**Task details:** Find every line in the records below that contains the word "from", and copy each such line.

········

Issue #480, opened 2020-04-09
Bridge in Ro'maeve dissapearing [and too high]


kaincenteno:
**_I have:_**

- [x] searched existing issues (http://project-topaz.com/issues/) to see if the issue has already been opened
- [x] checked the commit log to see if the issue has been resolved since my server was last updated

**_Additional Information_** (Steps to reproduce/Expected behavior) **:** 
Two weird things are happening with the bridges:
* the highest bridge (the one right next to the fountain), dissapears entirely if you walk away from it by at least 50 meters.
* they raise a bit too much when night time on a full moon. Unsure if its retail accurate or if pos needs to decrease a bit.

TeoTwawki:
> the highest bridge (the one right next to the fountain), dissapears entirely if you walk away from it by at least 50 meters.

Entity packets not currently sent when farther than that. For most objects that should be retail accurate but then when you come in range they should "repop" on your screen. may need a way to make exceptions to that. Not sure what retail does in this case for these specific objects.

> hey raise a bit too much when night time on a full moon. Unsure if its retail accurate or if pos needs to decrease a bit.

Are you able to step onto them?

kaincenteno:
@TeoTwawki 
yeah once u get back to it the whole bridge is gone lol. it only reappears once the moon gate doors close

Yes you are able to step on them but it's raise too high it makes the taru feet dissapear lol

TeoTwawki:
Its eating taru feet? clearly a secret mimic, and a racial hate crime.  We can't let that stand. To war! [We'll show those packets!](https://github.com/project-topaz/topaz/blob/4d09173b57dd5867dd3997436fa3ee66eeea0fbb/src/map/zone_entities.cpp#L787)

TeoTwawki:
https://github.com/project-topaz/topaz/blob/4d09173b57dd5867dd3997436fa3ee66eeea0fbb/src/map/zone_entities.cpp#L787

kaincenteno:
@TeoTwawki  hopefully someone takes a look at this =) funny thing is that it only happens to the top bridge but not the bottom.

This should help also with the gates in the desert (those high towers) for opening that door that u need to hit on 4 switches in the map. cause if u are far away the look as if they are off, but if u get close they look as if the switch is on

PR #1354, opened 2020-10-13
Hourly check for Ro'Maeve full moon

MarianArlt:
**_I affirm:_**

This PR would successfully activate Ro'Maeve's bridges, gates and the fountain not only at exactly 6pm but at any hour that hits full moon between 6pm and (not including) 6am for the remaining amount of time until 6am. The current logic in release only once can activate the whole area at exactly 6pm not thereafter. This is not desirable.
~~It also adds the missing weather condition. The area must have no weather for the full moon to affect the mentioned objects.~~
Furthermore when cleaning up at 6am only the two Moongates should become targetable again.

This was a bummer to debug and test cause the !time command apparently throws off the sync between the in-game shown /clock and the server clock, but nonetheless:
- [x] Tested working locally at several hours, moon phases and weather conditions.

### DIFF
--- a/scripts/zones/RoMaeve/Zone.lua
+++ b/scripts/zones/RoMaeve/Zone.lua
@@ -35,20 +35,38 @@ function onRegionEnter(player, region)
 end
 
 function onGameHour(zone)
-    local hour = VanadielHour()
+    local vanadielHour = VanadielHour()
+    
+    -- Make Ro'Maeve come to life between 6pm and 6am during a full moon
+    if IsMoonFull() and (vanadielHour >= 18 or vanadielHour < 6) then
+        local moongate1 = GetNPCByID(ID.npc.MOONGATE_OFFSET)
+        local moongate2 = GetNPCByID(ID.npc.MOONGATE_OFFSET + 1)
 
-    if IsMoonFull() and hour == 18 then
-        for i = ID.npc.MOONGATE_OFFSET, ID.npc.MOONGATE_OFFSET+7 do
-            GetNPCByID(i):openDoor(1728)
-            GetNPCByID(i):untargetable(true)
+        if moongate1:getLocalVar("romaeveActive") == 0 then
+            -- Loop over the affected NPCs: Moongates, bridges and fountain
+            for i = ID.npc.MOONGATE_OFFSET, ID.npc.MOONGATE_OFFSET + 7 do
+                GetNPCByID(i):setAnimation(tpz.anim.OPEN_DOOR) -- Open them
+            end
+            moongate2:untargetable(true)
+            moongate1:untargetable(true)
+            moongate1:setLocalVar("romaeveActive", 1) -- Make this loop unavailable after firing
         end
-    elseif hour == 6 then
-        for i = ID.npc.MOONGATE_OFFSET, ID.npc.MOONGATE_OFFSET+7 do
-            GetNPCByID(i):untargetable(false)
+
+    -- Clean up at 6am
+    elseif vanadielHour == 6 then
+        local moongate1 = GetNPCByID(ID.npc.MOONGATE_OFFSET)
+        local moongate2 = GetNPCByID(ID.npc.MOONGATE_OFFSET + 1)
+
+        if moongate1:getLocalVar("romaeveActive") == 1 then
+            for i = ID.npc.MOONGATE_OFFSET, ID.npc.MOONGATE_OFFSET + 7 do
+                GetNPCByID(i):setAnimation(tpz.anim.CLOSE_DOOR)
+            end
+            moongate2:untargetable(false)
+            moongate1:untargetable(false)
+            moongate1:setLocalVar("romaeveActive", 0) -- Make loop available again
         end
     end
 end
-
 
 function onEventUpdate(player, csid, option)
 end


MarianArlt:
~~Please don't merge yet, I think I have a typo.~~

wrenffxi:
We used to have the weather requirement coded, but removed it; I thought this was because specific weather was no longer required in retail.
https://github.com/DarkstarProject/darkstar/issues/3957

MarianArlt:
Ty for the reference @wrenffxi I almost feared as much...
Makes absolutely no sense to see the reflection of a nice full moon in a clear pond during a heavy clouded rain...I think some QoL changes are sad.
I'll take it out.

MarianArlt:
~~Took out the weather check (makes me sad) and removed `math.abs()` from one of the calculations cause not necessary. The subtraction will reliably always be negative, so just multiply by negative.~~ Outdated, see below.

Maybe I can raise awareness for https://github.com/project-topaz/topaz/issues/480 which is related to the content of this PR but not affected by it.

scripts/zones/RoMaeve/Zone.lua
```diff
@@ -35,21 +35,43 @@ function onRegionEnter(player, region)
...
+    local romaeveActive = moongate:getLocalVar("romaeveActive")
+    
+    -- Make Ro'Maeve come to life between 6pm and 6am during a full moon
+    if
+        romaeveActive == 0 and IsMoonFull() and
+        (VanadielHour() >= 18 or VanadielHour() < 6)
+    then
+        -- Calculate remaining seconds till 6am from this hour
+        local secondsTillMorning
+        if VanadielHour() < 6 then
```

········

**Task response:**
* the highest bridge (the one right next to the fountain), dissapears entirely if you walk away from it by at least 50 meters.
> the highest bridge (the one right next to the fountain), dissapears entirely if you walk away from it by at least 50 meters.
~~Took out the weather check (makes me sad) and removed `math.abs()` from one of the calculations cause not necessary. The subtraction will reliably always be negative, so just multiply by negative.~~ Outdated, see below.
+        -- Calculate remaining seconds till 6am from this hour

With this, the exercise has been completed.